To my husband and best friend, Bob,
without whom this book could not have been written.
To our mentor Mason Wang,
for his help in the Chinese classics.
To our daughter Ann Mah,
for her encouragement.
To Zhang Qing-Ying,
for her beautiful calligraphy.
CONTENTS
1. Watching the Tree to Catch a Hare SHOU ZHU DAI TU
2. Light at the End of the Tunnel PI JI TAI LAI
3. Hidden and Nameless Tao DAO YIN WU MING
4. Do Not Do to Others What You Do Not Wish Others to Do To You JI SUO BU YU, WU SHI YU REN
5. Look Inwards for Salvation HUI TOU SHI AN
6. Thousands and Tens of Thousands of Varieties of Qi QI XIANG WAN QIAN
7. Let Food be Medicine YI SHI WEI LIAO
8. Know the Opposite Party as Well as You Know Yourself ZHI JI ZHI BI
9. Hidden Logic Within the Shape of Words ZI XING CANG LI
10. The Sight Strikes a Chord in my Heart CHU JING SHENG QING
11. Frog at the Bottom of a Well JING DI ZHI WA
12. The Lessons of Silence BU YAN ZHI JIAO
1 Watching the Tree to Catch a Hare
SHOU ZHU DAI TU
My grandfather (Ye Ye) and I shared a rapport that neither of us ever verbalised during his lifetime. He was a businessman but was more interested in books than money. As a little girl in Shanghai, I spent hours playing by myself on the balcony attached to his room. Through the French windows I could see him practising calligraphy, writing letters or consulting the I Ching. Sometimes, he would let me ‘help’ him make fresh ink by grinding the ink-stick on an antique stone slab left to him by his father. I did not inherit Ye Ye’s artistic talent and was in awe of his shu fa
(calligraphy).As the youngest stepdaughter in a Chinese family of seven children, I knew I was unwanted and considered by my family to be the lowest of the low. At home, my misery filled my whole world. It was real and deep and I could see no way out, possessing neither the wisdom nor the cynicism to blunt the cruelty and the constant rejection.

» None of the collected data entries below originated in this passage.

PR #476, opened 2022-03-09
Support int choices

bfirsh:
This will probably work with Replicate, but at least the Cog side
definitely works so we can fix that later.


zeke (approved):
Looks good to me 👍🏼

andreasjansson (approved):
Nice!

When I was ten, my stepmother Niang separated me from my aunt, whom I dearly loved, and placed me in a succession of Catholic boarding schools. I was unaware that all my mail (both incoming and outgoing) was being sent to my parents for censoring. I only knew that I never heard from my aunt or anyone else for the next four years.
During that time I had nobody but my grandfather. Although I was only allowed ‘home’ on three separate occasions, I treasured those brief visits. I did not know then how vital they were to my emotional and spiritual development.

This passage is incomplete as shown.